What We Tried First...

  • Kw week6 screenshot1.png
    Although columns were separated by tabs, in many cases they were also separated by a variable number of spaces (depending on the length of the Sponsor Applicant name). At the time, we thought this was our main obstacle in rewriting the lines for pgAdmin. The command: sed "s/\t/, /g" was an attempt to replace all tabs between columns with a comma followed by a space (we chose a comma since it is what SQL uses). But of course, this was when we discovered the extra spaces. You'll also notice that the formatting of the rows is inconsistent (a minority of the rows actually did what we expected them to do). This stressed us out too.

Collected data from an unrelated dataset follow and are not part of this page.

Issue #96, opened 2015-10-29
Bus fault recovery does not clear the BBFAR register


AlessandroA:
It is a similar issue to what was previously solved for the MMFAR register, for MemManage faults.

rainierwolfcastle:
ARM Internal Ref: IOTSFW-1129

PR #97, opened 2015-10-29
Fixed bug for bus fault acknowledgment

AlessandroA:
Acknowledging the bus fault it is possible to recover from it and be ready for a new one in the future -- otherwise the syndrome register retains the old value.

Fixes https://github.com/ARMmbed/uvisor/issues/96
@meriac

### DIFF
--- a/core/system/src/mpu/vmpu.c
+++ b/core/system/src/mpu/vmpu.c
@@ -204,7 +204,7 @@ uint32_t vmpu_register_gateway(uint32_t addr, uint32_t val)
     return 0;
 }
 
-int vmpu_fault_recovery_bus(uint32_t pc, uint32_t sp)
+int vmpu_fault_recovery_bus(uint32_t pc, uint32_t sp, uint32_t fault_addr, uint32_t fault_status)
 {
     uint16_t opcode;
     uint32_t r0, r1;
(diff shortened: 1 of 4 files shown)


AlessandroA:
@meriac updated after review

core/system/src/mpu/vmpu.c
```diff
@@ -216,11 +218,18 @@ int vmpu_fault_recovery_bus(uint32_t pc, uint32_t sp)
...
        HALT_ERROR(NOT_ALLOWED, "This is not the PC (0x%08X) your were searching for", pc);
 
-    /* if the bus fault is imprecise we will seek back for ldrX/strX opcode */
-    if(SCB->CFSR & (1 << 10))
-        cnt_max = UVISOR_NOP_CNT;
-    else
+    /* check fault register; the following two configurations are allowed:
+     *   0x04 - imprecise data bus fault, no stacking/unstacking errors
+     *   0x82 - precise data bus fault, no stacking/unstacking errors */
+    if (SCB_BFSR == 0x82) {
```
meriac: As both branches of the if use SCB_BFSR : it might be more readable to use a switch statement ?

core/system/src/mpu/vmpu.c
```diff
@@ -317,6 +326,9 @@ int vmpu_fault_recovery_bus(uint32_t pc, uint32_t sp)
     /* note: we assume the instruction is 16 bits wide and skip possible NOPs */
     vmpu_unpriv_uint32_write(sp + (6 << 2), pc + ((UVISOR_NOP_CNT + 2 - cnt) << 1));
 
+    /* clear BFSR only - reset BFARVALID bit to acknowledge fault */
+    SCB_BFSR = 0x80;
```
meriac: SCB_BFSR needs to be cleared even in case the function returns - we might want to consider in this function to clear it right after checking it at the top.

AlessandroA:
@meriac Updated PR. Changelog now:
- moved check on fault registers right at the fault handler: create backup copy, clear flag, use backup copy in recovery functions
- removed checks from other functions (these resulted in removing one function, which is not needed anymore)

Issue #99, opened 2015-10-30
Use of unvic_acl_check for interrupt context switching is too restrictive


AlessandroA:
In https://github.com/ARMmbed/uvisor/blob/master/core/system/src/unvic.c#L265 the check on ACLs for the context switch is too restrictive. The implementation of the function blocks cross-box interrupts since it requires the destination box to be the current box.

To fix this:
- add a `box_id` arg to `unvic_acl_check()`
- use `dst_id` as trigger for the ACL check in interrupt context switch. `g_active_box` is used for all other cases

PR #100, opened 2015-10-30
Add box id information for unvic_acl_check

AlessandroA:
The `unvic_acl_check` function (`unvic.c` scope only) checks if accesses to the virtual NVIC module is allowed. It always used `g_active_box` to tell if the access is allowed, which is too restrictive for the cross-box interrupt context switch.

In that case the information for the context switch comes from trusted internal uVisor tables, for which only a basic ACL check is needed.

Fixes https://github.com/ARMmbed/uvisor/issues/99

@meriac

### DIFF
--- a/core/system/src/unvic.c
+++ b/core/system/src/unvic.c
@@ -82,7 +82,7 @@ static void unvic_acl_check(int irqn)
      *       box claimed exclusive ownership for it. So, another box can claim it
      *       if it is currently un-registered (that is, if the registered handler
      *       is NULL) */
-    if(uv->id != svc_cx_get_curr_id() && (uv->id || uv->hdlr))
+    if(uv->id != g_active_box && (uv->id || uv->hdlr))
     {
         HALT_ERROR(PERMISSION_DENIED,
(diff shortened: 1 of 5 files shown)


core/system/src/unvic.c
```diff
@@ -94,7 +94,7 @@ static void unvic_acl_check(int irqn)
 void unvic_isr_set(uint32_t irqn, uint32_t vector, uint32_t flag)
 {
     /* verify IRQ access privileges */
-    unvic_acl_check(irqn);
+    unvic_acl_check(irqn, g_active_box);
```
meriac: What's the reason for adding a g_active_box parameter versus directly accessing g_active_box in unvic_acl_check?

AlessandroA: Because although most of the time it is `g_active_box`, there are special cases in which it is not. An important example: cross-box IRQ handling (see https://github.com/ARMmbed/uvisor/pull/100/files#diff-8079bf2b7ed17a83b95fadc1b10f7625R268), where `dst_id` is used instead. It is related to https://github.com/ARMmbed/uvisor/issues/99

AlessandroA:
@meriac updated after review

PR #101, opened 2015-10-30
Add bitbanding support

AlessandroA:
This PR introduces macros to translate bitbanded aliases to their physical address counterpart.

The macros are then used in fault recovery to use the physical address as argument to search for ACLs

@meriac


AlessandroA:
@meriac switched `PERIPH` and `SRAM` bitband checks in recovery functions

PR #105, opened 2015-11-03
Move fault status register clearing to end of handler

AlessandroA:
This allows the fault-related registers to be still valid for the rest of the handler execution, where
they could be used for debugging purposes. The flags are always cleared right before returning from
the exception handler.

@meriac


AlessandroA:
Bump

PR #111, opened 2015-11-27
Export uvisor_init with C-compatible binding

Patater:
When we replaced all inline assembly with macros, we accidentally removed
UVISOR_EXTERN from the unsupported-target implementation of uvisor_init.
This broke the build of uvisor on unsupported targets. Restore
UVISOR_EXTERN on the uvisor_init implementation to ensure uvisor_init is
exported with a C-compatible binding.

Fixes: 314207ac03f3 ("All explicit inline assembly replaced with macros")


AlessandroA:
+1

  • Kw week6 Screenshot2.png
    Opting to address the parts of the file that I did know how to address, my next command was to remove the four spaces between the ApplType and SponsorApplicant columns, something that was consistent across all of the rows: sed -r "s/( ){4}//g". What I had failed to realize was that this would still remove groups of four spaces from the aforementioned gaps between the SponsorApplicant and MostRecentLabelAvailableFlag columns, leaving the gaps as either doublet or triplet spaces. Seeing this, I added two more commands to remove these remaining spaces: sed -r "s/( ){3}//g" | sed -r "s/( ){2}//g".

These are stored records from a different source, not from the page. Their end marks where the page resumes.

Issue #87, opened 2015-10-28
Context switch bug


meriac:
- Fix the interrupt bug related to tailchained IRQ that happen during a context switch.
- Affects EFM32GG

Acceptance criteria:
- create test to reproduce the behaviour
- verify the bug if fixed in the context of the test

rainierwolfcastle:
ARM Internal Ref: IOTSFW-1124

AlessandroA:
This bug has been addressed with https://github.com/ARMmbed/uvisor/issues/113.

The problem was not related to interrupts tailchaining as it was thought at the beginning. Instead, a particular interrupt configuration allowed an IRQ to be enabled (`vIRQ_EnableIRQ`) even before being registered (`vIRQ_SetVector`).

Although this is a pattern that is not recommended for NVIC interrupts, some missing checks in uVisor made it hard to detect and debug. With https://github.com/ARMmbed/uvisor/issues/113 those checks are now in place, and an error is issued when NVIC flags for an IRQ are changed before registering the corresponding ISR.

@akselsm As for the EFM32GG, the problem was a missing interrupt registration in the GPIO HAL initialization. As described in the `uvisor-lib` [documentation](https://github.com/ARMmbed/uvisor-lib#interrupt-management), interrupts need to be registered before being enabled, as without registration uVisor cannot ensure ownership and protection from other secure boxes.
```C
vIRQ_SetVector(SOME_IRQn, (uint32_t) &SOME_IRQHandler);
vIRQ_EnableIRQ(SOME_IRQn);
```

PR #113, opened 2015-11-27
Improve security checks on vIRQ APIs

AlessandroA:
The `unvic_acl_check(irqn)` function now returns whether `irqn` is registered or not.

This information is used by specific APIs to decide whether a state can be changed
for a certain interrupt. In particular:
- setting/clearing pending status for IRQs is only possible when they are registered
- enabling/disabling IRQs is possible even if IRQn is unregistered but only if
  this does not change the current state (enabled/disabled); this loosens a bit
  the requirement on function calls order for vIRQ APIs
- setting the priority of unregistered IRQs will always fail

The consequences of these changes are that, as a best practice, all IRQs should always registered (`vIRQ_SetVector(irqn, isr)`) before being enabled/disabled/set as pending/etc. Common patterns as clearing the pending bit before enabling an interrupt are still valid (and encouraged), but they require the vector to be set first (i.e., registered).

@meriac

### DIFF
--- a/core/system/inc/unvic.h
+++ b/core/system/inc/unvic.h
@@ -20,6 +20,9 @@
 
 #include "svc.h"
 
+#define UNVIC_IS_IRQ_ENABLED(irqn) (NVIC->ISER[(((uint32_t) ((int32_t) (irqn))) >> 5UL)] & \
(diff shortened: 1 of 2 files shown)


meriac:
This pull requests fixes bug https://github.com/ARMmbed/uvisor/issues/87

AlessandroA:
@patater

  • Kw week6 Screenshot3.png
    But there were still remaining spaces. So we used sed "s/ , False/, False/g" | sed "s/ , True/, True/g" | sed "s/, /,/g" | sed "s/,/','/g" | sed "s/^/'/g" to eliminate these spaces and add "single-quotes" around each entry (since those that don't **need** single-quotes can still function properly with them). This returned something that looked hopeful.





  • Kw week6 Screenshot4.png
    Through prior experimentation with pgAdmin, we'd discovered that "null" was required for blank spaces in entries. So the final step was to add these nulls, with: sed "s//null/g" | sed "s/,'\r$/,null/g" | sed "s/,'.\r$/&'/g". Again, the result seemed satisfactory.
  • The final pipe was:

cat application.txt | sed "s/\t/, /g" | sed -r "s/( ){4}//g" | sed -r "s/( ){3}//g" | sed -r "s/( ){2}//g" | sed "s/ , False/, False/g" | sed "s/ , True/, True/g" | sed "s/, /,/g" | sed "s/,/','/g" | sed "s/^/'/g" | sed "s//null/g" | sed "s/,'\r$/,null/g" | sed "s/,'.\r$/&'/g" | sed "s/^/insert into application(ApplNo,ApplType,SponsorApplicant,MostRecentLabelAvailableFlag,CurrentPatentFlag,ActionType,Chemical_Type,Ther_Potential,Orphan_Code) values('/g" | sed "s/$/);/g" > ~/public_html/application.sql.txt

  • However, after several rounds of adding the SQL syntax, attempting to past the result into pgAdmin, and receiving various error messages, we realized this somewhat convoluted pipe was not going to work.

...And Why it Didn't Work

  • Most importantly, a few of the sponsor applicant names contained commas, which is a problem for this pipe, which assumes commas are used only as column dividers.
  • Second, for reasons I can't explain, this pipe still leaves spaces after some sponsor applicant names (like in 'APPRECIA PHARMS CO ') which may not seem like a serious issue, but would make searching for these names in SQL difficult because the space would be considered part of the name.